━━━━━ DATASET RECORDS

PR #2834, opened 2024-03-21
Fix memory read bucket mapping when no controlling workspace is found

doriable:
In order to treat archive and git refs the same way we treat dir
and proto file refs, we are handling `inputSubDirPath` already
in workspace targeting. This means that we should not actually
be remapping archive and git memory buckets if no controlling
workspace is found.

This was found in our bug bash when testing against an archive
with a `v1` module rooted at the input sub dir path. Added a test
case for this.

━━━━━━━━━━

**PROBLEM TO SOLVE**
Output each line of the material exactly as it was written above.

**RESULT**
PR #2834, opened 2024-03-21
Fix memory read bucket mapping when no controlling workspace is found

doriable:
In order to treat archive and git refs the same way we treat dir
and proto file refs, we are handling `inputSubDirPath` already
in workspace targeting. This means that we should not actually
be remapping archive and git memory buckets if no controlling
workspace is found.

This was found in our bug bash when testing against an archive
with a `v1` module rooted at the input sub dir path. Added a test
case for this.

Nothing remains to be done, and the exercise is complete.